On ne saurait donc plus dire que le monothéisme est l’apanage du Sémite, par opposition à l’Aryen. L’esprit monothéiste n’appartient, en somme, qu’aux Hébreux, adorateurs de Jéhovah, et après eux, et grâce à eux, aux Arabes, à demi judaïsés par Mahomet. À ce titre, — et ce n’est pas là une remarque sans portée, — le juif, l’Hébreu est isolé entre tous les peuples de race ou de langue sémitique. Il est unique dans son groupe, plus encore que ne l’est le Grec dans le sien. Il est seul, et n’a point de pareil parmi « les nations. » Non-seulement, il est hors ligne, mais il est hors cadre. Pour l’y faire rentrer, pour le ramener au niveau des Sémites voisins, il a fallu supposer, chez lui, un polythéisme primitif, plus ou moins analogue à celui du Syrien ou du Phénicien. Iahveh ne serait qu’un Baal, ou un Jupiter, qui aurait dévoré ses rivaux.
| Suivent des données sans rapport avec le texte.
PR #172, opened 2020-07-28
Reset slider to 0 in controls menu

robalni:
This fixes a bug where the scroll area would show too much stuff if you
scroll to the bottom of "default" and then click "spectator".  It also
makes the scroll area behave more like other ones in the game (they
reset when you change their content).

Screenshot of bug:
Screenshot

### DIFF
--- a/config/menus/options.cfg
+++ b/config/menus/options.cfg
@@ -1040,6 +1040,7 @@ editbindtitles = [
 ]
 
 curbindtype = 0
+prevbindtype = $curbindtype
 curbindshow = 1
 
 new_ui resetcontrols [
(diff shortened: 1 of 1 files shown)


MoonPadUSer:
Could you please start providing screenshots in your descriptions? makes it easier to see what you mean at a glance

robalni:
I just figured out that the reason that we see a lot of keys when we go too far down in the scroll area is that the command `searchbinds` is called with an empty string as first argument. This string can otherwise be e.g. "forward" and then the command will return the keys bound to forward (e.g. "W"). If the command gets an empty string as first argument it returns all keys and this is what happens here. The reason it gets an empty string is that we get the string from accessing a list (`@curbindacts`) with an out-of-bounds index.

With the fix done in this pull request, the index will never be out of bounds and that's how it fixes the bug.

MoonPadUSer:
I'll have to write @TheAssassin because apparently Travis CI is broken

PR #175, opened 2020-07-28
Remove loop* and loopv* macros from menus.cpp

MoonPadUSer:
Basically just doing a little bit of refactoring by getting rid of all `loop` macros in `src/engine/menus.cpp`

### DIFF
--- a/src/engine/menus.cpp
+++ b/src/engine/menus.cpp
@@ -132,8 +132,11 @@ bool pop_ui(bool skip = true)
 
 bool remove_ui(menu *m)
 {
-    loopv(menustack) if(menustack[i] == m)
+    for (int i = 0; i < menustack.length(); i++)
     {
+        if (menustack[i] != m) {
+            continue;
+        }
         menustack.remove(i);
         m->passes = 0;
         if(m->keep) *m->keep = false;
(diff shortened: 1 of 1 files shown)


robalni:
You're using a different code style, '{' on same line and space after `if` and `for`.

MoonPadUSer:
@robalni Indeed, I do. Because:
```
for (int i = 0; i < 2; i++) {
    printf("This is fine\n");
}
```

Mais, avec cette théorie nouvelle, disparaît la dernière trace du contraste ancien entre le génie sémitique et le génie aryen[3].

  1. Genèse, IX, 6, 19.
  2. M. James Darmesteter, Race et tradition. (Journal le Parlement, 28 mars 1883.) — Selon le même savant (ibidem) : « La caractéristique des deux familles semble être dans la mythologie aryenne la prédominance des mythes d’orage, dans la mythologie sémitique la prédominance des mythes de saison. »
  3. De même si, dans les traditions ou les cérémonies d’Israël, on a cru relever des influences sémitiques, chaldéennes notamment, on a pu, aussi bien, signaler des emprunts de Juda aux croyances ou aux rites des aryens de Perse, les sectateurs de Zoroastre.